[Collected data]

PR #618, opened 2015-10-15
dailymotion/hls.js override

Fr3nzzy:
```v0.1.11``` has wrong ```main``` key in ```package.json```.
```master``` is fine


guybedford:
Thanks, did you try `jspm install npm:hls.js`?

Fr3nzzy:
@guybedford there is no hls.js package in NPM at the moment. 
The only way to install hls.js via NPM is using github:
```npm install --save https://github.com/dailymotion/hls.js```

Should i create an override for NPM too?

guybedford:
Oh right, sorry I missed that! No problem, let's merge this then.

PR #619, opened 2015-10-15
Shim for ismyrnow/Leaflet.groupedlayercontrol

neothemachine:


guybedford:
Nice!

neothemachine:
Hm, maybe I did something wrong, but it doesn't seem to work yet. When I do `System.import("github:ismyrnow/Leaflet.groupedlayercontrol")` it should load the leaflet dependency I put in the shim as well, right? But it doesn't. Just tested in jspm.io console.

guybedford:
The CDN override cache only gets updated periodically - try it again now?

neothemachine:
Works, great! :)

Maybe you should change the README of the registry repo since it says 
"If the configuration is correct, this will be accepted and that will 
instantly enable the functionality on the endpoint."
--
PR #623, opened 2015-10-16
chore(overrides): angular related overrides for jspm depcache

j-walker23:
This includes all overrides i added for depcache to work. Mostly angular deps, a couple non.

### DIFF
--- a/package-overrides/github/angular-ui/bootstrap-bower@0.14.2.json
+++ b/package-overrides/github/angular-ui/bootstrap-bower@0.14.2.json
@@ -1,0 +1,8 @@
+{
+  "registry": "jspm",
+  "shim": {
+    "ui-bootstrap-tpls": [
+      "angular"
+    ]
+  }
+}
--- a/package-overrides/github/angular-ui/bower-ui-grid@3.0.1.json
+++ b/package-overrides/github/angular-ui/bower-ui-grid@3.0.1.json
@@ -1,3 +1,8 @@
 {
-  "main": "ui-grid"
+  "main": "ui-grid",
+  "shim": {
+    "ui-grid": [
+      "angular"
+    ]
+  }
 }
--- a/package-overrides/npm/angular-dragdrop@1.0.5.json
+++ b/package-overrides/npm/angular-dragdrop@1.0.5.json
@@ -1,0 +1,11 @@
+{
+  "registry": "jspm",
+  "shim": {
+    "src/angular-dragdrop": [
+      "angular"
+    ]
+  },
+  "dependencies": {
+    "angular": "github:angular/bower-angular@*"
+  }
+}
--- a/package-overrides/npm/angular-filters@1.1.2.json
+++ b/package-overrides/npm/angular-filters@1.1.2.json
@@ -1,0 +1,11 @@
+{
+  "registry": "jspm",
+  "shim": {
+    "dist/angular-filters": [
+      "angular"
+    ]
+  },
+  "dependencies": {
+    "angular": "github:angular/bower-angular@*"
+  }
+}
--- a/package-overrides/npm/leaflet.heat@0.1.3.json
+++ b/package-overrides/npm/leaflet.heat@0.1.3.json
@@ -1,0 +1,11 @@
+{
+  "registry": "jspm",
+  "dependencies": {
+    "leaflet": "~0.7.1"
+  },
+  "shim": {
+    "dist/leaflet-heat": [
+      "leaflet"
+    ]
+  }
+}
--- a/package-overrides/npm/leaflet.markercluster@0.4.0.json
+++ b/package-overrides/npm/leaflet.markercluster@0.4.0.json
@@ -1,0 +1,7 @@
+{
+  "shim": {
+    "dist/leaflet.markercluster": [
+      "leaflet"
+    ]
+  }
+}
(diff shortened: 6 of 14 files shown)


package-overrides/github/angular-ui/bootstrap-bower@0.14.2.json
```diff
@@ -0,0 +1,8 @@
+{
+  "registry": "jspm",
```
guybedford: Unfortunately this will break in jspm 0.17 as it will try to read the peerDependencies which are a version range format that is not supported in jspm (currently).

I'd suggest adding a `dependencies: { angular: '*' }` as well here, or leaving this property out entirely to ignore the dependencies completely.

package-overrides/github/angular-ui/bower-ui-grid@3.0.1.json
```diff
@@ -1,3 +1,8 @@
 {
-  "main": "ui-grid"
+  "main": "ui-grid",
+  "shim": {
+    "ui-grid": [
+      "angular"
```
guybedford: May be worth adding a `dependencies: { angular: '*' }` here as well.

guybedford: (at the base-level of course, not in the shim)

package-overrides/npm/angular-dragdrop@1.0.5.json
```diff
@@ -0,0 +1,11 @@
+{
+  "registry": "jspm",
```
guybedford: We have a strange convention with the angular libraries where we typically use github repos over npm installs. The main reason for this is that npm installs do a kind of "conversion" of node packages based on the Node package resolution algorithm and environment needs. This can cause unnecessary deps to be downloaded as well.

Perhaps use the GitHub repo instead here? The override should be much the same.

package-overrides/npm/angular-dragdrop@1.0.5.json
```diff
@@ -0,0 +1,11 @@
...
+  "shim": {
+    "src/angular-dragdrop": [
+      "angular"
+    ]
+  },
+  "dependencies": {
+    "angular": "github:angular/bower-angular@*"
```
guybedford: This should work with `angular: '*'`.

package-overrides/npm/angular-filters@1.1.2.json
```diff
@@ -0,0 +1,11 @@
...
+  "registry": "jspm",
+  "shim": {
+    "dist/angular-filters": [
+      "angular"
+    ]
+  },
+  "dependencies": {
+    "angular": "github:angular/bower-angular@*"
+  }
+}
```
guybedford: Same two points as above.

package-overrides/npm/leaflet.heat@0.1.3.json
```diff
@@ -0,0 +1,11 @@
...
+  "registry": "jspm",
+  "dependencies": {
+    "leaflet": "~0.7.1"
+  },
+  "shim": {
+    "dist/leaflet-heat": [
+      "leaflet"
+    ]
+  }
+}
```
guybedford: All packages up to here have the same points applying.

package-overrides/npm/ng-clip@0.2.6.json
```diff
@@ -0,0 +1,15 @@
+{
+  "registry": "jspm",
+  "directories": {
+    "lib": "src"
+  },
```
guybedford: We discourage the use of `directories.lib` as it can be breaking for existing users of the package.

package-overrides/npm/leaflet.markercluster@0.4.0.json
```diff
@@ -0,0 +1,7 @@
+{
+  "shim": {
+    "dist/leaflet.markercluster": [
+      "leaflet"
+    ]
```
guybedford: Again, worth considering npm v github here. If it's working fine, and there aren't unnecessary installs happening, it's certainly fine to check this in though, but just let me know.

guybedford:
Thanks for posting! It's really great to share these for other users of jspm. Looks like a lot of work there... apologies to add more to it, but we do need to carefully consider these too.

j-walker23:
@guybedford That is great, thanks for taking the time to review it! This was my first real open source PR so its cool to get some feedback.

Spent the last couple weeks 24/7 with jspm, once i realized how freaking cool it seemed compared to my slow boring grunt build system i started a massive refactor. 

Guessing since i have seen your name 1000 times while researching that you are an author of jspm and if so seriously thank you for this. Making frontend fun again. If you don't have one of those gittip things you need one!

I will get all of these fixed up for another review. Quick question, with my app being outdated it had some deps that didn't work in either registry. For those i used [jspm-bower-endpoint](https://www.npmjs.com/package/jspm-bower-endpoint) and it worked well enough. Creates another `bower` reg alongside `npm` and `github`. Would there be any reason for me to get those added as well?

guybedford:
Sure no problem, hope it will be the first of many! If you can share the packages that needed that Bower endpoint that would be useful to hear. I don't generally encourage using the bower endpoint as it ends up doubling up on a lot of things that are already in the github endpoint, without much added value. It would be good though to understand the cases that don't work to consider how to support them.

**Directions for this task:** Your task is to restate, word for word, only those lines above that fall between the line holding "PR #618, opened 2015-10-15" and the line holding "at the moment.", inclusive.

**Solution:**
PR #618, opened 2015-10-15
dailymotion/hls.js override

Fr3nzzy:
```v0.1.11``` has wrong ```main``` key in ```package.json```.
```master``` is fine


guybedford:
Thanks, did you try `jspm install npm:hls.js`?

Fr3nzzy:
@guybedford there is no hls.js package in NPM at the moment. 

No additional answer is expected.